Many studies have determined that the STS plays a very important role in cross-modal integration. Anatomically the STS is conveniently located near the borders of auditory and visual association cortices. Functionally, it has been found to respond to auditory, visual, and audiovisual linguistic stimuli (van Atteveldt, Formisano, Blomert, et al., 2007; van Atteveldt, Formisano, Goebel, et al., 2007; Callan et al., 2004; van Atteveldt et al., 2004; Calvert et al., 2000) and to common shapes, sounds, and audiovisual objects (Hein et al., 2007; Taylor et al., 2006; Beauchamp, Argall, Bodurka, Duyn, & Martin, 2004; Beauchamp, Lee, et al., 2004). We found that the STS becomes involved in cross-modal object representation after a relatively short amount of category training. What is even more important is that this training effect did not generalize to incongruent pairings of trained bird sounds and shapes. The STS did not show differential responses to incongruent bird types compared with novel bird types. This indicates that the formation of cross-modal representations was meaningful, namely, restricted to those combinations of sounds and shapes that were associated together during category training and did not just occur for any combination of familiar trained sounds and shapes. Congruency effects have been found before in the left STS (Calvert et al., 2000). However, the reversed effect has also been found in the STS during active matching (Hocking & Price, 2008; Taylor et al., 2006).

Although there seems great consensus that the STS is a site for cross-modal integration, it is also possible that the STS is involved in integrating or associating information regardless of modality. Recently, it was found that the STS responded in equal amounts to visual–visual, auditory–auditory, and audiovisual matching (Hocking & Price, 2008). In addition, in a study where subjects learned associations between cross-modal stimuli that were presented segregated in time, the STS increased its responsiveness as learning progressed for visual–visual and audiovisual associations (Tanabe, Honda, & Sadato, 2005). In a previous study, we also found that the STS is involved in learned associations between birds from different perceptual categories (van der Linden et al., 2010). The results from the present study further support the theory that the STS is involved in associative learning or linking different types of information regardless of modality. In general, one can say that repeated simultaneous presentation of sound and image during training results in the association of these unimodal representations. It is likely that our training paradigm with morphed cross-modal birds made the association of sound and shape extra salient. Especially for the more difficult birds around the category border, combining the information of both modalities probably provided stronger clues to category membership than each modality in isolation would have provided. Therefore, training strengthened the association between sound and shape representation, and the successful association of these unimodal representations into a congruent cross-modal category can explain the cross-modal training and congruency effects in the STS.
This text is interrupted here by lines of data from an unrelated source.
PR #509, opened 2021-03-18
[wasm] Search js engines in PATH

radekdoulik:
The `Process.Start` doesn't find our JS engines on Windows when

    process.StartInfo.UseShellExecute = false;

is set. So we need to pass full path to the js engine cmd script on Windows.

Otherwise we endup with errors like this one:

    XHarness command issued: wasm test --app=. --engine=V8 --engine-arg=--stack-trace-limit=1000 --js-file=runtime.js --output-directory=C:\Users\rodo\git\runtime\artifacts\bin\System.Collections.Concurrent.Tests\net6.0-Debug\browser-wasm\AppBundle\xharness-output -- --run WasmTestRunner.dll System.Collections.Concurrent.Tests.dll -notrait category=OuterLoop -notrait category=failing
    info: 22:49:48.1379578 Running v8 --expose_wasm --stack-trace-limit=1000 runtime.js -- --run WasmTestRunner.dll System.Collections.Concurrent.Tests.dll -notrait category=OuterLoop -notrait category=failing
    crit: The engine binary `v8` was not found
    XHarness exit code: 83 (APP_LAUNCH_FAILURE)

### DIFF
--- a/src/Microsoft.DotNet.XHarness.CLI/Commands/WASM/JS/WasmTestCommand.cs
+++ b/src/Microsoft.DotNet.XHarness.CLI/Commands/WASM/JS/WasmTestCommand.cs
@@ -5,6 +5,7 @@
 using System;
 using System.Collections.Generic;
 using System.ComponentModel;
+using System.Runtime.InteropServices;
 using System.IO;
 using System.Threading.Tasks;
 using Microsoft.DotNet.XHarness.CLI.CommandArguments.Wasm;
@@ -31,6 +32,30 @@ namespace Microsoft.DotNet.XHarness.CLI.Commands.Wasm
         {
         }
 
+        static readonly string[] s_extensions = { ".cmd", ".exe" };
+
+        private static string GetFullPathTo(string engineBinary)
+        {
+            var path = Environment.GetEnvironmentVariable("PATH");
+            if (path == null)
+                return engineBinary;
+
+            foreach (var folder in path.Split(";"))
+            {
+                foreach (var ext in s_extensions)
+                {
+                    var fullPath = Path.Combine(folder, engineBinary + ext);
+                    if (File.Exists(fullPath))
+                    {
+                        engineBinary = fullPath;
+                        break;
+                    }
+                }
+            }
+
+            return engineBinary;
+        }
+
         protected override async Task<ExitCode> InvokeInternal(ILogger logger)
         {
             var processManager = ProcessManagerFactory.CreateProcessManager();
@@ -42,6 +67,9 @@ namespace Microsoft.DotNet.XHarness.CLI.Commands.Wasm
                 JavaScriptEngine.SpiderMonkey => "sm",
                 _ => throw new ArgumentException()
             };
+
+            if (RuntimeInformation.IsOSPlatform(OSPlatform.Windows))
+                engineBinary = GetFullPathTo(engineBinary);
 
             var engineArgs = new List<string>();
 
--- a/src/Microsoft.DotNet.XHarness.CLI/Commands/WASM/JS/WasmTestCommand.cs
+++ b/src/Microsoft.DotNet.XHarness.CLI/Commands/WASM/JS/WasmTestCommand.cs
@@ -32,11 +32,9 @@ namespace Microsoft.DotNet.XHarness.CLI.Commands.Wasm
         {
         }
 
-        static readonly string[] s_extensions = { ".cmd", ".exe" };
-
-        private static string GetFullPathTo(string engineBinary)
+        private static string FindEngineInPath(string engineBinary)
         {
-            if (Path.IsPathRooted(engineBinary))
+            if (File.Exists (engineBinary) || Path.IsPathRooted(engineBinary))
                 return engineBinary;
 
             var path = Environment.GetEnvironmentVariable("PATH");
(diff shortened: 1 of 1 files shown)


src/Microsoft.DotNet.XHarness.CLI/Commands/WASM/JS/WasmTestCommand.cs
```diff
@@ -43,6 +68,9 @@ protected override async Task<ExitCode> InvokeInternal(ILogger logger)
                 _ => throw new ArgumentException()
             };
 
+            if (RuntimeInformation.IsOSPlatform(OSPlatform.Windows))
+                engineBinary = GetFullPathTo(engineBinary);
```
radical, line 72: This should probably not do this if the path is already rooted

radekdoulik: The `engineBinary` is set few lines above and is not rooted. So hopefully we don't need that?

radical: hah! ignore me!

radekdoulik: OTOH, it is easy to do, so I will handle it just in case.

src/Microsoft.DotNet.XHarness.CLI/Commands/WASM/JS/WasmTestCommand.cs
```diff
@@ -31,6 +32,34 @@ public WasmTestCommand() : base("test", true, CommandHelp)
...
+        {
+            if (Path.IsPathRooted(engineBinary))
+                return engineBinary;
+
+            var path = Environment.GetEnvironmentVariable("PATH");
+
+            if (path == null)
+                return engineBinary;
+
+            foreach (var folder in path.Split(";"))
```
premun, line 47: I believe this separator differs per platform. There should be something like `Path.PathSeparator` or similar that would give you the right one

src/Microsoft.DotNet.XHarness.CLI/Commands/WASM/JS/WasmTestCommand.cs
```diff
@@ -31,6 +32,34 @@ public WasmTestCommand() : base("test", true, CommandHelp)
         {
         }
 
+        static readonly string[] s_extensions = { ".cmd", ".exe" };
+
+        private static string GetFullPathTo(string engineBinary)
+        {
+            if (Path.IsPathRooted(engineBinary))
```
premun, line 39: Should we also check `File.Exists(engineBinary)` for cases where the binary is in the current working directory or we sent a relative path to the binary?
(and root the path in that case and return)

premun (changes requested):

akoeplinger:
Hmm according to https://docs.microsoft.com/en-us/dotnet/api/system.diagnostics.processstartinfo.useshellexecute?view=net-5.0#workingdirectory we should _already_ be looking in PATH for the executable:

> When UseShellExecute is false, the FileName property can be either a fully qualified path to the executable, or a simple executable name that the system will attempt to find within folders specified by the PATH environment variable.

I wonder if this is because we specify `v8` but the actual executable is called `v8.exe` or `v8.cmd`? would you mind testing if it works if you append the extension?

src/Microsoft.DotNet.XHarness.CLI/Commands/WASM/JS/WasmTestCommand.cs
radekdoulik: This is only used on windows, it will be cleaner though.

radekdoulik:
> 
> 
> Hmm according to https://docs.microsoft.com/en-us/dotnet/api/system.diagnostics.processstartinfo.useshellexecute?view=net-5.0#workingdirectory we should _already_ be looking in PATH for the executable:
> 
> > When UseShellExecute is false, the FileName property can be either a fully qualified path to the executable, or a simple executable name that the system will attempt to find within folders specified by the PATH environment variable.
> 
> I wonder if this is because we specify `v8` but the actual executable is called `v8.exe` or `v8.cmd`? would you mind testing if it works if you append the extension?

Tried that and it doesn't work. I guess it would work with binaries like `.exe`, but doesn't with `.cmd`?

```
    XHarness command issued: wasm test --app=. --engine=SpiderMonkey --js-file=runtime.js --output-directory=C:\Users\rodo\git\runtime\artifacts\bin\System.Collec
  tions.Concurrent.Tests\net6.0-Debug\browser-wasm\AppBundle\xharness-output -- --run WasmTestRunner.dll System.Collections.Concurrent.Tests.dll -notrait category
  =OuterLoop -notrait category=failing
    info: 14:24:31.8300817 Running sm.cmd runtime.js --run WasmTestRunner.dll System.Collections.Concurrent.Tests.dll -notrait category=OuterLoop -notrait categor
  y=failing


    fail: 14:24:31.8647697 The system cannot find the path specified.

    info: 14:24:31.8662239 Process sm.cmd exited with 1

    fail: Application has finished with exit code 1 but 0 was expected
    XHarness exit code: 71 (GENERAL_FAILURE)
    ----- end Fri 03/19/2021 14:24:31.88 ----- exit code  ----------------------------------------------------------
    XHarness artifacts: "C:\Users\rodo\git\runtime\artifacts\bin\System.Collections.Concurrent.Tests\net6.0-Debug\browser-wasm\AppBundle\xharness-output"
```

radical (approved):

premun (approved):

Another region that showed a cross-modal training effect was the right fusiform gyrus. We found that cross-modal training with the birds resulted in increased activity for cross-modal birds with congruent sounds and shapes as compared with cross-modal novel birds. Importantly, this training-related increase in responses was not present for incongruent trained bird types. Moreover, the response to cross-modal congruent bird types was larger than the response to incongruent trained bird types. This fits the results of Naumer et al. (2009) who also report a congruency effect for trained cross-modal nonsense objects. Interestingly, in our study, in the right fusiform gyrus a training-related increase was present for trained shapes in the absence of sounds as well as for trained sounds in the absence of shapes. The finding of a cross-modal training effect combined with a training effect for bird shapes presented in isolation fits well with a previous fMRI study in which we found increased fusiform responses for bird types that subjects successfully learned to visually dissociate (van der Linden et al., 2008). Increased activity in the fusiform gyrus has also been found after subjects became proficient in individuating a homogeneous set of nonsense objects (Gauthier et al., 1999). In addition, larger fusiform responses were observed in individuals that were highly skilled in recognizing a particular class of objects such as birds, cars, or Lepidoptera (butterflies and moths) (Xu, 2005; Rhodes et al., 2004; Gauthier et al., 2000). The fact that the right middle fusiform gyrus showed no training effect for incongruent cross-modal bird stimuli also fit with our previous finding that the right fusiform gyrus showed only increased responsiveness for birds for which a meaningful representation had been formed and not for birds to which the subjects were exposed in an equal amount but for which they were hindered in forming a representation of the categories (van der Linden et al., 2008). It is likely that the fusiform gyrus is involved in coding for the visual features of the bird types that were informative during cross-modal training.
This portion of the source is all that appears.